TASK DETAILS:
Report every line from the following entries that contains the string "ones".

──────── RECORDS TO USE ────────

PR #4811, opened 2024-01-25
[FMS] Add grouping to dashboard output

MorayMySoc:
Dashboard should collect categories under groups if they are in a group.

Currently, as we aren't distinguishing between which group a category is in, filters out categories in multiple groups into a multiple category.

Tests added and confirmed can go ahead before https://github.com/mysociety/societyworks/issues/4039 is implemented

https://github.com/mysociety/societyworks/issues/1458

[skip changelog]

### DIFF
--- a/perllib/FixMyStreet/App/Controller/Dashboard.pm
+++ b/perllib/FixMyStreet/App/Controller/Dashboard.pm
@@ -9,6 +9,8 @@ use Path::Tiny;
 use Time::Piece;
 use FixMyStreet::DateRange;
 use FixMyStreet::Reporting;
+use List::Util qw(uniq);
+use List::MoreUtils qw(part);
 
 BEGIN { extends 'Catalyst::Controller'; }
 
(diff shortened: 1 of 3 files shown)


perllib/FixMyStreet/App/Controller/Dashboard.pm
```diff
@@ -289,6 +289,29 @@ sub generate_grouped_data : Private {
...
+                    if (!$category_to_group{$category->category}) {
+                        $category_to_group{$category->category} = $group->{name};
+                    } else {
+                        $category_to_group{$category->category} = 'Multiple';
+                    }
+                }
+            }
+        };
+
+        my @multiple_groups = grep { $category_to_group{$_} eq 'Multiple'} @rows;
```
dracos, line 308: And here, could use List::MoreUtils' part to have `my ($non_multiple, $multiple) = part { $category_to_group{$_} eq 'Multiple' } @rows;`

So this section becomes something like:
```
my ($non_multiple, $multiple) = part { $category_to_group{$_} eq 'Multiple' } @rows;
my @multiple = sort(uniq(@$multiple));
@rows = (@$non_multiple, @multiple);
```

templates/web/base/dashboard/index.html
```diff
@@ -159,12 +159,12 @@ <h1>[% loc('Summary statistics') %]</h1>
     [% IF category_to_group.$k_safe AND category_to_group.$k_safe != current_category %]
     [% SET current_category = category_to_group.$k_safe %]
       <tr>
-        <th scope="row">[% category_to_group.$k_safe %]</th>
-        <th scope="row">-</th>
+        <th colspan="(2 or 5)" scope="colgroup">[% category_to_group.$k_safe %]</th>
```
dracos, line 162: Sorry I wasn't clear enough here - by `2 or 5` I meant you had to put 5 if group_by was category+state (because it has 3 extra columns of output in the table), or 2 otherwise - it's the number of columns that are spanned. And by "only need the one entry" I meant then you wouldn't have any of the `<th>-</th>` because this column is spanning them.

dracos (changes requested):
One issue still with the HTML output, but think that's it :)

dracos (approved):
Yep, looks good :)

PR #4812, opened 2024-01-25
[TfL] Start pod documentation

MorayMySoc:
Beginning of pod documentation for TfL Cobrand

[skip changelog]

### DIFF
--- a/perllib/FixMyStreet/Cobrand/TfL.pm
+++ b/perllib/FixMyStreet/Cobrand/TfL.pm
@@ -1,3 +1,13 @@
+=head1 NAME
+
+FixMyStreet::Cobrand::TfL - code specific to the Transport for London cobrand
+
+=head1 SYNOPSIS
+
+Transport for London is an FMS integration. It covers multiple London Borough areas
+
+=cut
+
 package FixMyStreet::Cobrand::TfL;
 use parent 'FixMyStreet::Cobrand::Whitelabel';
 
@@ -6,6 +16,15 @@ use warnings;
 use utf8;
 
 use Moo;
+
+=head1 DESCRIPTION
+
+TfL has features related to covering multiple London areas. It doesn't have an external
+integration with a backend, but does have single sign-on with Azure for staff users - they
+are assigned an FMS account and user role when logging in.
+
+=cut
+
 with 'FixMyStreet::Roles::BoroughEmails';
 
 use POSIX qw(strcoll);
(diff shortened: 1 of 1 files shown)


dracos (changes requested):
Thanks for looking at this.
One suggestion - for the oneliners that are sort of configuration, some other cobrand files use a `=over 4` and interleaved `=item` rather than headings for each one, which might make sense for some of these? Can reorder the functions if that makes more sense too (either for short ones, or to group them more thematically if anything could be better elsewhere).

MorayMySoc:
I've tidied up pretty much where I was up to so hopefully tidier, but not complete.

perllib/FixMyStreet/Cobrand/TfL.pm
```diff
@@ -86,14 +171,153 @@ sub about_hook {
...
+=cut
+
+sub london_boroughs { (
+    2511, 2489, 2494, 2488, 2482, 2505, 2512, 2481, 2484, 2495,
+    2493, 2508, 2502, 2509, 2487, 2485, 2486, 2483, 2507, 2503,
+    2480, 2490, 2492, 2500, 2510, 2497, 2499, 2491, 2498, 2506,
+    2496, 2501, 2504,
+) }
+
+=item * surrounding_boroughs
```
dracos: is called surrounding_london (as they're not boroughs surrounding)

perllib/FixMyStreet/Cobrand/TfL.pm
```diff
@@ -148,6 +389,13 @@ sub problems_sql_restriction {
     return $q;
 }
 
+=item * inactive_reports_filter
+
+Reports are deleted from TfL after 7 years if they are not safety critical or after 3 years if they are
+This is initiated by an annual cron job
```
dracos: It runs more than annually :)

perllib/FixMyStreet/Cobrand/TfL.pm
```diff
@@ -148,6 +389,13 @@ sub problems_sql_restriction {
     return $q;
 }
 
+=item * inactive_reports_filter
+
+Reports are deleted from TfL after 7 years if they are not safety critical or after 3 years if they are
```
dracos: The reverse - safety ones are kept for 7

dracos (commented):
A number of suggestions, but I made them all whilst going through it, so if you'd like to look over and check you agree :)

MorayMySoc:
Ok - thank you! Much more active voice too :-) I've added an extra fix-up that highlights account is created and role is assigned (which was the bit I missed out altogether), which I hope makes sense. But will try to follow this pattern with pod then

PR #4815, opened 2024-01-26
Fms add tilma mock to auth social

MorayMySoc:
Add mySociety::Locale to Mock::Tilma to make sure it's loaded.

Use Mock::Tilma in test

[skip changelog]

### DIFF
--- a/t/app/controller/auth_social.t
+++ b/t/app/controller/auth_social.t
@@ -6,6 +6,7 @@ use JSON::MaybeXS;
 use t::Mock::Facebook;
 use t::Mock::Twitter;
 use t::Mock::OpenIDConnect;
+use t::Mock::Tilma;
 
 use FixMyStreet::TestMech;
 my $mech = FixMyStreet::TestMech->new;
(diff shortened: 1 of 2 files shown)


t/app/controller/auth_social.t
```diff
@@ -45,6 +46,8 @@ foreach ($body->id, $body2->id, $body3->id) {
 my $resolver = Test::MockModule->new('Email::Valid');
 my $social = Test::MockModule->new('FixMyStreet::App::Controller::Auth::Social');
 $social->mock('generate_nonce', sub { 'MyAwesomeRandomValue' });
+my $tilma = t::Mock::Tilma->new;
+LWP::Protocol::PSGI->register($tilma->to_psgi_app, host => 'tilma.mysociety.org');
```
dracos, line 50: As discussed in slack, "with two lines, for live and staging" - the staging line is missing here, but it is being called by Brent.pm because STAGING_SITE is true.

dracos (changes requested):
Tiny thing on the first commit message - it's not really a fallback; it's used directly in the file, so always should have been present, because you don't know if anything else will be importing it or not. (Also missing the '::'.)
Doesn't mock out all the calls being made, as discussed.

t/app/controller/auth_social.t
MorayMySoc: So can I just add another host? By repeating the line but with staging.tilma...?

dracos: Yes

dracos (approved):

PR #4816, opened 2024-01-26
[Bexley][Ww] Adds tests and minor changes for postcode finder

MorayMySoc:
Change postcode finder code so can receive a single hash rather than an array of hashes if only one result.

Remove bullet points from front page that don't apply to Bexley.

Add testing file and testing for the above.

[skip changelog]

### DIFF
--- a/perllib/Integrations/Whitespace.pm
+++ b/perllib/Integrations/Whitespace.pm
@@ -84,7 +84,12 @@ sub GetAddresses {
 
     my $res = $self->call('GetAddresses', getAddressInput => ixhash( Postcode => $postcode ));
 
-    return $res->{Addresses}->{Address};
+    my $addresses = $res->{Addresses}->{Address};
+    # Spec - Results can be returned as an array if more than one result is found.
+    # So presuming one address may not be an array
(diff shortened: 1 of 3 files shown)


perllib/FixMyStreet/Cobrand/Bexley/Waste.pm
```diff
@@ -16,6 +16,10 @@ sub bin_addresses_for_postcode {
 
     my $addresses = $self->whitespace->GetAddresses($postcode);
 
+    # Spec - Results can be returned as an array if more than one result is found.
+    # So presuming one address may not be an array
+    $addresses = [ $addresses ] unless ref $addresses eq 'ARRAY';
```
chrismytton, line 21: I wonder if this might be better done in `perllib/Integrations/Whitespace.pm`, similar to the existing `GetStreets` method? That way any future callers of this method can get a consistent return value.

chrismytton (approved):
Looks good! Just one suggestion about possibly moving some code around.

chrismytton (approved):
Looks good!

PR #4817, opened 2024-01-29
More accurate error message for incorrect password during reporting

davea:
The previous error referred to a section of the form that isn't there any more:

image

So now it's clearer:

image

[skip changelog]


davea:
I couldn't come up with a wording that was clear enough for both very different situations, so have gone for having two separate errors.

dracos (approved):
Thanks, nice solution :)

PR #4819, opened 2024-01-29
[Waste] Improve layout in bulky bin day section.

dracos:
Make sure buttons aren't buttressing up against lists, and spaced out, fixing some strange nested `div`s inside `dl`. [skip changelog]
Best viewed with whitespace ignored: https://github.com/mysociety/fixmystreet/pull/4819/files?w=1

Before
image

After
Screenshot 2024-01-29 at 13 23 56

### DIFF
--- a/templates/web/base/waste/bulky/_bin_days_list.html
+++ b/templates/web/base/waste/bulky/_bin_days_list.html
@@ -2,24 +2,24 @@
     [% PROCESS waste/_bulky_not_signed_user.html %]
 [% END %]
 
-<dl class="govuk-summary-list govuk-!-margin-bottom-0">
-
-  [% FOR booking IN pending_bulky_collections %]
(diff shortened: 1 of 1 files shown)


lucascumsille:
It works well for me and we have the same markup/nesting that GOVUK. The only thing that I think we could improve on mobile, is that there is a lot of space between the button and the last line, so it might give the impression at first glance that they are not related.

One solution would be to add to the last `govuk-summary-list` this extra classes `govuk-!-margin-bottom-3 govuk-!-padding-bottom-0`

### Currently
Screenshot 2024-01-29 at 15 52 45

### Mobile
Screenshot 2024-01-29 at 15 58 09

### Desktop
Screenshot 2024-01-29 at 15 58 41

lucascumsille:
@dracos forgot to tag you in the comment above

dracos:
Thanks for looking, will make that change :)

────────

RESPONSE BOX:
One suggestion - for the oneliners that are sort of configuration, some other cobrand files use a `=over 4` and interleaved `=item` rather than headings for each one, which might make sense for some of these? Can reorder the functions if that makes more sense too (either for short ones, or to group them more thematically if anything could be better elsewhere).
dracos: The reverse - safety ones are kept for 7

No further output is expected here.